# Rig Trip Video



## reel office (Jan 16, 2015)

I finally put together the video from a trip we took to the rigs back in August. Hope y'all enjoy.
https://vimeo.com/158959411


----------



## bcahn (Jan 10, 2013)

That looks like a lot of fun, thx for sharing capt!


----------



## Achim2 (Apr 25, 2011)

Great video, thanks for sharing!


----------



## Boboe (Feb 4, 2013)

Cool video. 

I thought raking leaves was only something you did in the fall. Nope! 2:23 and 2:42 has some good leaf raking! :whip:


----------



## reel office (Jan 16, 2015)

Boboe said:


> Cool video.
> 
> I thought raking leaves was only something you did in the fall. Nope! 2:23 and 2:42 has some good leaf raking!
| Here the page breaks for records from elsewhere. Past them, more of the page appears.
PR #386, opened 2022-01-26
ARXML: implement extraction of sender and receiver nodes of messages and signals

andlaus:
This functionality is currently still somewhat incomplete: AUTOSAR allows to specify senders and receivers of individual PDUs which do not necessarily directly correspond to CAN frames. Currently, we simply ignore this fact and assume any frame which features a transmit-PDU is being send by the given ECU and in the case of a receive PDU, we assume the ECU to be a receiver of all signals defined by the frame which features the receive-PDU.


andlaus:
@juleq: as usual: please merge if you're happy with this...

PR #477, opened 2022-08-29
Bugfix: BU_BO_REL causes 'index out of range' error

malneni:


juleq:
Ahh. A subtle one. Could you check why the test is failing?

`test_relation_message_attributes (tests.test_database.CanToolsDatabaseTest) ... FAIL `

malneni:
I know the problem: Line endings in new dbc file BU_BO_REL_Message.dbc  (LF)
when uploaded to github, Line ending changes from windows (CR LF) to
unix(LF) type. I do not know the best solution for it but I have a
workaround.
I will upload the file in Mac instead of windows & set the line ending
style to windows in a text editor (may be sublime text)

andlaus:
> Line endings in new dbc file BU_BO_REL_Message.dbc  (LF)
when uploaded to github, Line ending changes from windows (CR LF) to
unix(LF) type.

sounds like we should instruct git to leave the line endings of `*.dbc` files alone or maybe even tell it to go for \r\n: https://docs.github.com/en/get-started/getting-started-with-git/configuring-git-to-handle-line-endings#example

juleq:
@andlaus Yes, going for \r\n for dbc is appropriate because the proprietary tool for it is Windows exclusive. IDK if we have any configuration in place in this regard.

@malneni Do you think the line endings were changed by your git client (local repo) or by the GH server (remote origin)?

malneni:
> 

I do not know what causes. I use github desktop. For now I fixed it using Mac

juleq:
Great, thank you.

PR #479, opened 2022-09-06
PCAN trace (.trc) format to logreader

tuna-f1sh:
Using https://www.peak-system.com/produktcd/Pdf/English/PEAK_CAN_TRC_File_Format.pdf as a reference, adds all PCAN trace formats to the logreader and auto-detector.

There is also a minor change to the `CandumpDefaultLogPattern` to ensure valid 2 char byte and adds lazy operators in attempt to speed it up a bit.

Only doctests added for now. File tests can be added if deemed appropriate. I wanted to see if there was interest for this PR before committing more time.


juleq:
Nice. All for it 👍. File test would be good to ensure we retain that functionality.

tuna-f1sh:
Cool I'll add a test and rebase to remove the extra commits. I work for a company where most people use the PCAN tools. Myself I use gs_usb/SocketCAN and this module, which is what lead me to add the support so I can do stuff with their files!

juleq:
Looking good. If you confirm that it is done, I'll merge. Will also do a release.

tuna-f1sh:
It’s good to go 👍

Issue #469, opened 2022-08-19
dump re-direct to file is raising an error


Ahelion:
Hello,
While dump a dbc file(with the nice format) to file, i get this:
LINES value must be >= 2 and <= 609: got 1
initscr(): Unable to create SP

command: cantools dump d:\mydbc.dbc >file.txt.

BTW: I tried to call the layout _tring function from a script and python said it was not part of the message class..

andlaus:
weird: I do this all the time and so far it never failed. I'm on Linux, though, so it might be a Windows specific issue?

does `cantools --debug dump d:\mydbc.dbc > foo.txt` produce a more meaningful error?

Ahelion:
> weird: I do this all the time and so far it never failed. I'm on Linux, though, so it might be a Windows specific issue?
> 
> does `cantools --debug dump d:\mydbc.dbc > foo.txt` produce a more meaningful error?

Hello, sorry for taking so long to reply. A picture says more than 1000 words, right?
![image](https://user-images.githubusercontent.com/672974/190873899-efe1fe6f-62bc-41a3-930e-3b7ca883fb30.png)

andlaus:
ok. this seems to be an issue of the ncurses bindings on windows (it seems to terminate the process instead of raising a python exception). luckily the `dump` subparser does not really need `ncurses`, cf #482. can you check if it does the trick for you?

Ahelion:
> ok. this seems to be an issue of the ncurses bindings on windows (it seems to terminate the process instead of raising a python exception). luckily the `dump` subparser does not really need `ncurses`, cf #482. can you check if it does the trick for you?

Hello,
I had some issues installing for some reason, I changed the version because I was confused what i was installing, that is why the picture shows 36.4.1.
I cannot confirm that it works.
![image](https://user-images.githubusercontent.com/672974/191077741-f74377ba-c4fd-40ac-858f-e4889e0fcd81.png)

Ahelion:
> > ok. this seems to be an issue of the ncurses bindings on windows (it seems to terminate the process instead of raising a python exception). luckily the `dump` subparser does not really need `ncurses`, cf #482. can you check if it does the trick for you?
> 
> Hello, I had some issues installing for some reason, I changed the version because I was confused what i was installing, that is why the picture shows 36.4.1. I cannot confirm that it works. ![image](https://user-images.githubusercontent.com/672974/191077741-f74377ba-c4fd-40ac-858f-e4889e0fcd81.png)

Again me.

[...]

PR #482, opened 2022-09-19
do no longer use the ncurses module in the dump subparser

andlaus:
it seems to cause issues when trying to redirect the output of the subparser on windows. Since it is only used to determine the width of the terminal anyway, let's determine that using `os.get_terminal_size()`.


andlaus:
this hopefully fixes #469. @Ahelion: can you verify that your issue is gone with this?

PR #484, opened 2022-09-20
Fix 'Assertation' NameError typo in test_database

Hnasar:
Found with flake8


juleq:
Ha. That is the second exception inception I come across today :).

Thanks for fixing.

PR #485, opened 2022-09-20
Add missing crccheck dependency to setup.py

Hnasar:
crccheck is actually used in the cantools package, so it should be in install_requires.

https://packaging.python.org/en/latest/discussions/install-requires-vs-requirements/


juleq:
Yepp, thanks.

Haha the bad thing is he swung and missed two other times that I edited out


----------



## WhyMe (Apr 21, 2013)

Nice.
Whyme


----------



## boatman41 (Mar 7, 2011)

great trip, makes me wanna go, but work stops that. Is it time to quit and fish ? lol


----------



## Boboe (Feb 4, 2013)

reel office said:


> Haha the bad thing is he swung and missed two other times that I edited out


Ouch!


----------



## how2fish (Jan 21, 2008)

Thanks for sharing that looks like a ton of fun...


----------



## chaps (Aug 31, 2009)

We are thinking about doing a trip. Which capt do you recommend? Thanks


----------



## Bill Me (Oct 5, 2007)

That is some serious procrastination, but worth the wait.


----------